> **PROVIDED RECORDS**
_ _ _ _

PR #8322, opened 2019-04-16
[BEAM-7029] Add KafkaIO.Write as an external transform

mxm:
This adds KafkaIO.Write as an external transform and includes a Python
wrapper (WriteToKafka) for convenience.

CC @chamikaramj @ihji @robertwb @tweise 

--- | --- | --- | --- | ---

### DIFF
--- a/sdks/java/container/Dockerfile
+++ b/sdks/java/container/Dockerfile
@@ -23,6 +23,11 @@ ADD target/slf4j-api.jar /opt/apache/beam/jars/
 ADD target/slf4j-jdk14.jar /opt/apache/beam/jars/
 ADD target/beam-sdks-java-harness.jar /opt/apache/beam/jars/
 
+# Required to run cross-language pipelines with KafkaIO
+# TODO May be removed once custom environments are supported
+ADD target/beam-sdks-java-io-kafka.jar /opt/apache/beam/jars/
+ADD target/kafka-clients.jar /opt/apache/beam/jars/
+
 ADD target/linux_amd64/boot /opt/apache/beam/
 
 ENTRYPOINT ["/opt/apache/beam/boot"]
--- a/sdks/java/container/Dockerfile-java11
+++ b/sdks/java/container/Dockerfile-java11
@@ -23,6 +23,11 @@ ADD target/slf4j-api.jar /opt/apache/beam/jars/
 ADD target/slf4j-jdk14.jar /opt/apache/beam/jars/
 ADD target/beam-sdks-java-harness.jar /opt/apache/beam/jars/
 
+# Required to run cross-language pipelines with KafkaIO
+# TODO May be removed once custom environments are supported
+ADD target/beam-sdks-java-io-kafka.jar /opt/apache/beam/jars/
+ADD target/kafka-clients.jar /opt/apache/beam/jars/
+
 ADD target/linux_amd64/boot /opt/apache/beam/
 
 ENTRYPOINT ["/opt/apache/beam/boot"]
--- a/sdks/java/io/kafka/src/main/java/org/apache/beam/sdk/io/kafka/KafkaIO.java
+++ b/sdks/java/io/kafka/src/main/java/org/apache/beam/sdk/io/kafka/KafkaIO.java
@@ -458,18 +458,6 @@ public class KafkaIO {
         }
         throw new RuntimeException("Couldn't resolve coder for Deserializer: " + deserializer);
       }
-
-      private static Class resolveClass(String className) {
-        try {
-          return Class.forName(className);
-        } catch (ClassNotFoundException e) {
-          throw new RuntimeException("Could not find deserializer class: " + className);
-        }
-      }
-
-      private static String utf8String(byte[] bytes) {
-        return new String(bytes, Charsets.UTF_8);
-      }
     }
 
     /**
@@ -486,7 +474,7 @@ public class KafkaIO {
         return ImmutableMap.of(URN, AutoValue_KafkaIO_Read.Builder.class);
       }
 
-      /** Parameters class to expose the transform to an external SDK. */
+      /** Parameters class to expose the Read transform to an external SDK. */
       public static class Configuration {
 
         // All byte arrays are UTF-8 encoded strings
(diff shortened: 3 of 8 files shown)


mxm:
Run Python PreCommit

sdks/java/harness/build.gradle
```diff
@@ -55,6 +55,8 @@ dependencies {
   compile library.java.joda_time
   compile library.java.slf4j_api
   compile library.java.vendored_grpc_1_13_1
+  // For executing KafkaIO, e.g. as an external transform
+  compile project(path: ":beam-sdks-java-io-kafka", configuration: "shadow")
```
mxm: Note: `runtime` scope is sufficient.

mxm: We might need a better way to make cross-language artifacts available. This also causes some problems with our build system.

```
FAILURE: Build failed with an exception.

* What went wrong:
Circular dependency between the following tasks:
:beam-runners-direct-java:buildDependents
\--- :beam-sdks-java-io-kafka:buildDependents
     \--- :beam-sdks-java-harness:buildDependents
          +--- :beam-runners-direct-java:buildDependents (*)
          \--- :beam-runners-java-fn-execution:buildDependents
               \--- :beam-runners-direct-java:buildDependents (*)
```

ihji: I got a similar error while working on #8174. I've solved the problem by not packaging a required dependency together but just staging a dependency jar with #8340.

mxm: Thanks for mentioning this. I was also thinking about an option to stage jars from Python. I think it would be nicer if the Jars were automatically provided for the user. The user has to download the KafkaIO jar now and supply its path?

The reason why we can't add KafkaIO to the SDK Harness is that Kafka depends on the direct-runner which has a dependency on the SDK Harness. I'm not sure why the direct-runner has to depend on the SDK harness.

lukecwik: KafkaIO should have at most a test level dependency on the direct runner. Also the direct runner was meant to become the ULR and the interim the SDK harness was added so the direct runner would be able to launch and run Java pipelines "portably" without using a container. Now that the new environments exist, this shouldn't be needed anymore.

ihji: @mxm I think it would be good if expansion service also provides additional dependencies when it responds to expansion requests. In case of Java, not only serialized objects themselves but also enclosing (or referenced) classes are needed for deserialization. For the completeness of serialized codes, they should be bundled together.

lukecwik: @ihji The expansion service should return PTransforms that point to an environment with the needed jars.

mxm: @lukecwik @ihji Could you have a look? I've added kafka-io to the SDK Harness container.

mxm:
Planning to merge this later today if there are no further comments.

sdks/java/harness/build.gradle
tweise: I also think the expansion service should (in the future) have an option to specify additional dependencies that are not part of the environment.

tweise:
We should allow the user to specify the environment for the external transform. Would like to be able to use EMBEDDED when using the Flink runner.

sdks/java/io/kafka/src/main/java/org/apache/beam/sdk/io/kafka/KafkaIO.java
```diff
@@ -1325,12 +1325,89 @@ public void populateDisplayData(DisplayData.Builder builder) {
...
+
+      private static Class resolveClass(String className) {
+        try {
+          return Class.forName(className);
+        } catch (ClassNotFoundException e) {
+          throw new RuntimeException("Could not find Serializer class: " + className);
+        }
+      }
+
+      private static String utf8String(byte[] bytes) {
```
aromanenko-dev: We have the same method for Read transform. Do we have similar function in any utils class already? If not, it'd make sense to put it into `org.apache.beam.sdk.util.StringUtils` to avoid code duplication.

sdks/java/io/kafka/src/main/java/org/apache/beam/sdk/io/kafka/KafkaIO.java
```diff
@@ -1325,12 +1325,89 @@ public void populateDisplayData(DisplayData.Builder builder) {
...
+                .updateProducerProperties(producerConfig)
+                .withKeySerializer(keySerializer)
+                .withValueSerializer(valSerializer)
+                .withTopic(topic);
+        setWriteRecordsTransform(writeRecords);
+
+        return build();
+      }
+
+      private static Class resolveClass(String className) {
```
aromanenko-dev: Does it makes sense to move into `org.apache.beam.sdk.util.SerializableUtils` ?

mxm:
I already discovered this before opening this PR and created https://jira.apache.org/jira/browse/BEAM-7084. I think this can be solved independently of this PR.

sdks/java/container/Dockerfile
```diff
@@ -22,6 +22,8 @@ MAINTAINER "Apache Beam <dev@beam.apache.org>"
 ADD target/slf4j-api.jar /opt/apache/beam/jars/
 ADD target/slf4j-jdk14.jar /opt/apache/beam/jars/
 ADD target/beam-sdks-java-harness.jar /opt/apache/beam/jars/
+ADD target/beam-sdks-java-io-kafka.jar /opt/apache/beam/jars/
```
chamikaramj: Please add a TODO to remove these when we support custom environments.

sdks/java/container/Dockerfile-java11
```diff
@@ -22,6 +22,8 @@ MAINTAINER "Apache Beam <dev@beam.apache.org>"
 ADD target/slf4j-api.jar /opt/apache/beam/jars/
 ADD target/slf4j-jdk14.jar /opt/apache/beam/jars/
 ADD target/beam-sdks-java-harness.jar /opt/apache/beam/jars/
+ADD target/beam-sdks-java-io-kafka.jar /opt/apache/beam/jars/
```
chamikaramj: Ditto (here and below).

sdks/python/apache_beam/io/external/kafka.py
```diff
@@ -118,35 +118,112 @@ def expand(self, pbegin):
...
+  """
+    An external PTransform which writes KV data to a specified Kafka topic.
+    If no Kafka Serializer for key/value is provided, then key/value are
+    assumed to be byte arrays.
+
+    Note: To use this transform, you need to start the Java expansion service.
+    Please refer to the portability documentation on how to do that. The
+    expansion service address has to be provided when instantiating this
+    transform. During pipeline translation this transform will be replaced by
+    the Java SDK's KafkaIO.
```
chamikaramj: Prob. move this information to the top of the module (instead of repeating for read and write transforms).

sdks/python/apache_beam/runners/portability/flink_runner_test.py
```diff
@@ -189,12 +190,28 @@ def test_external_transforms(self):
...
                                               'common.serialization.'
                                               'LongDeserializer',
-                           expansion_service=expansion_address))
+                           expansion_service=get_expansion_service()))
       self.assertTrue('No resolvable bootstrap urls given in bootstrap.servers'
                       in str(ctx.exception),
                       'Expected to fail due to invalid bootstrap.servers, but '
                       'failed due to:\n%s' % str(ctx.exception))
 
+      # We just test the expansion but do not execute.
```
chamikaramj: FYI: @ihji is looking into adding a validates runner test suite for cross-language transforms that includes Kafka.

mxm: Yes, I saw the PR (#8397). That will be great to extend our test coverage here.

sdks/python/apache_beam/io/external/kafka.py
mxm: Wasn't sure how this is displayed in IDEs for Python development but seems fair not to repeat it.

sdks/java/io/kafka/src/main/java/org/apache/beam/sdk/io/kafka/KafkaIO.java
mxm: I think it makes sense not to repeat this. Let me see if I can find something. `StringUtils` seems like a good place otherwise.

sdks/java/io/kafka/src/main/java/org/apache/beam/sdk/io/kafka/KafkaIO.java
mxm: +1

mxm: Actually, I've moved the method to the root class because I didn't know whether this would be useful beyond this scope. That way at least both inner classes can use it.

mxm:
Thanks for all the comments!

_ _ _ _

> **GOAL OF THE EXERCISE**
I need every line from the material that contains the word "private".

> **SOLUTION TO THE EXERCISE**
-      private static Class resolveClass(String className) {
-      private static String utf8String(byte[] bytes) {
+      private static Class resolveClass(String className) {
+      private static String utf8String(byte[] bytes) {
+      private static Class resolveClass(String className) {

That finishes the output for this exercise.